Read the report
The death late on Saturday night in a road crash of Emanuel Pereira brought the death toll on the Island's roads so far this year to ten.
If this rate continues, Bermuda could see more than 20 people die, the highest number since crash helmets were made mandatory in the 1970s.
That makes the necessity of reading and adopting the report compiled by Dr. Joseph Froncioni and his fellow researchers on frequency of collisions and their effects essential reading.
The report, which was covered in this newspaper just two weeks ago, comprehensively identified who was most likely to be involved in road crashes, what the likely causes were and the severity of injuries.
Two findings were most stark: 16-year-olds are far and away the most likely people to be involved and injured in crashes, and visitors on rental bikes are statistically at much greater risk than residents.
The report also showed that apart from fatalities, severe injuries – often lifelong – are all too common for motorbike riders.
What it also showed was that the rate of accidents is climbing – and this year proves there is no end in sight.
But the report did not stop at looking at the causes and effects – including the enormous financial cost of bad driving – it made a raft of recommendations as well.
It is no disservice to the researchers to say that few of the recommendations were new.
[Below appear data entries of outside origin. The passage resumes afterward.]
PR #2275, opened 2026-07-26
ACRBP: state outright that GO:0061135 acts on the zymogen, not the mature enzyme

cmungall:
Follow-up to #2268, which was merged while this commit was in flight. It takes the second of the two
non-blocking suggestions from that PR's round-1 review.

### What the reviewer asked for

> the `GO:0061135` row could state outright that the target is the zymogen rather than the mature
> endopeptidase

Correct, and the row was leaning on the reader to infer it. "Endopeptidase regulator activity" reads
naturally as "acts on a working protease", which is the opposite of ACRBP's mechanism: it binds the
55-, 53- and 49-kDa (pro)acrosin species and does **not** bind the 43-kDa intermediate or the 35-kDa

It is a disservice to the community that many of them have been aired before and have never been implemented.
The report has been presented to the Premier and the Police. And Dr. Froncioni, a former chairman of the Road Safety Council, will show the findings to anyone who asks.
Surely ten deaths in just three and a half months and 218 accidents resulting in injury in the last 12 weeks alone are a call to action.
If ten people were murdered in a little less than 100 days, or ten people were drowned in a faulty boat, the community would be in an uproar.
What will it take for the community to stop acting as if carnage on the roads is just a fact of life, or in the case of ten people this year, death?